Activity |
For this exercise, reproduce the entries below exactly, but only from the line containing "This change is" through the line containing "Issue #1967, opened 2017-07-02", both included.

Record set |

PR #2142, opened 2018-01-05
Use `File.open` instead of `open`.

hsbt:
This change is not vulnerability fix. @hsbt and @shugo did audit this usage when CVE-2017-17405 was disclosed.

Because ruby core team will warn to use `Kernel#open` in standard libraries.


hsbt:
@bundlerbot r+

Issue #1967, opened 2017-07-02
gem uninstall never reports errors even if it failed to remove executables


unak:
See https://github.com/rubygems/rubygems/blob/master/lib/rubygems/uninstaller.rb#L216-L217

Result of the exercise |
This change is not vulnerability fix. @hsbt and @shugo did audit this usage when CVE-2017-17405 was disclosed.

Because ruby core team will warn to use `Kernel#open` in standard libraries.


hsbt:
@bundlerbot r+

Issue #1967, opened 2017-07-02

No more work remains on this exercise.